## Data under study
Start of Block

PR #205, opened 2021-10-12
Add metric to count event with reason needPods

martinkennelly:
This metric will count the number of times this
event is seen and give an indication whether
idling is used.

Signed-off-by: Martin Kennelly <mkennell@redhat.com>

### DIFF
--- a/docs/metrics.md
+++ b/docs/metrics.md
@@ -30,3 +30,8 @@ OCM exposes the following metrics to Prometheus for monitoring and analysis:
 | ---- | ---- | ------ | ----------- |
 | `openshift_template_instance_completed_total` | Counter | `condition` | Counts completed TemplateInstance objects by condition |
 | `openshift_template_instance_active_age_seconds` | Histogram | No labels | Shows the instantaneous age distribution of active TemplateInstance objects |
+
+## Unidling
+| Name | Type | Labels | Description |
+| ---- | ---- | ------ | ----------- |
+| `openshift_unidle_events_total` | Counter | No labels | Total count of unidling events observed by the unidling controller |
--- a/pkg/unidling/controller/unidling_controller.go
+++ b/pkg/unidling/controller/unidling_controller.go
@@ -24,12 +24,14 @@ import (
 	"k8s.io/client-go/tools/cache"
 	"k8s.io/client-go/tools/pager"
 	"k8s.io/client-go/util/workqueue"
+	"k8s.io/component-base/metrics"
 	"k8s.io/klog/v2"
 
 	"github.com/openshift/api"
 	unidlingapi "github.com/openshift/api/unidling/v1alpha1"
 	appstypedclient "github.com/openshift/client-go/apps/clientset/versioned/typed/apps/v1"
 	"github.com/openshift/library-go/pkg/unidling/unidlingclient"
+	unidlingmetrics "github.com/openshift/openshift-controller-manager/pkg/unidling/metrics"
 )
 
 const MaxRetries = 5
@@ -73,6 +75,7 @@ type UnidlingController struct {
 	servicesNamespacer  corev1client.ServicesGetter
 	queue               workqueue.RateLimitingInterface
 	lastFiredCache      *lastFiredCache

End of Block

## Task instructions
Each line of the entries above that includes "objects" counts once; state how many such lines there are, with the number as the only answer.

## Solution to the exercise
2